Skin

“OH SHE GLOWS!”: A Skin Rehab Guide

By: Rachel Werner

Too much fun in the sun without proper skincare can leave skin chapped, cracked and lackluster. Step out ready to let your #blackgirlmagic radiate from the inside out by infusing more moisture into dry areas with hydrating cleansers, botanical creams and restorative serums—softening delicate areas with important nourishment after exposure to frigid temps and harsh winds all winter. Inua Naturals founder and international health advisor Abir Ibrahim recommends rejuvenating your skin this spring via these three steps:

Step 1

  • A healthy diet is an essential part of achieving healthy skin. Antioxidants help protect skin against free radicals in the environment, which are damaging to skin cells. Superfoods like Moringa and Baobab are rich in vitamins B6 and B12 that help prevent harmful environmental stressors from breaking down the skin’s elastin and collagen, resulting in more youthful, healthier skin.

Step 2

  • Vitamin C is one of the most powerful antioxidants and plays an important role in protecting the skin against environmental aggressors and preventing premature signs of aging like fine lines, wrinkles, dullness and even dark spots and hyperpigmentation. Baobab Fruit is an African superfood that contains one of the highest vitamin C content and is a main ingredient in Inua’s best-selling vitamin C products like Miracle Moringa Elixir.
Photo via BLK + GRN

Step 3

  • Even though melanin provides some protection from UV light, the sun still has damaging effects to the skin of people with deeper skin complexion. Black women are not immune to sun-related skin cancers and it is critical that women use a daily moisturizer containing broad-spectrum SPF 30 or higher.

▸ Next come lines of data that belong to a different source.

PR #4861, opened 2025-08-19
DI Expression Language initial implementationt

p-datadog:
**What does this PR do?**

**Motivation:**

**Change log entry**

**Additional Notes:**

**How to test the change?**


lib/datadog/di/el/compiler.rb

According to the Skin Cancer Foundation, “different ethnicities are at higher risk for particular skin malignancies…because many doctors and patients believe people of color are immune to skin cancer, diagnosis is often delayed, sometimes until the disease is advanced and potentially fatal.” The Skin of Color Society further affirms that protection is the first line of defense. “It is a myth that skin of color individuals do not require the use of sunscreen or as much sunscreen as fair skinned individuals. While skin of color does not tan or burn easily, the damage caused by UV rays still occurs with sun exposure.”

Photo via BLK + GRN

Thus, prioritizing beauty boosting choices over reactive purchases will ensure your natural glow doesn’t start to fade prematurely. Whether looking to restore radiance, ward off environmental damage and/or lessen the appearance of acne, an organic serum such as Dehiya’s The Afterglow Face Serum may be just the balm you seek to soothe stressed skin. Plus, finding the right product via mainstream retailers can be challenging for Black women, which is why FLOW Perfectly Balanced Facial Oil creator and The Afro Hair & Skin Co. started making small-batch, ethnically-sourced products to “eliminate all of the common toxins that she felt contributed to the undermining of black women’s health and well-being.”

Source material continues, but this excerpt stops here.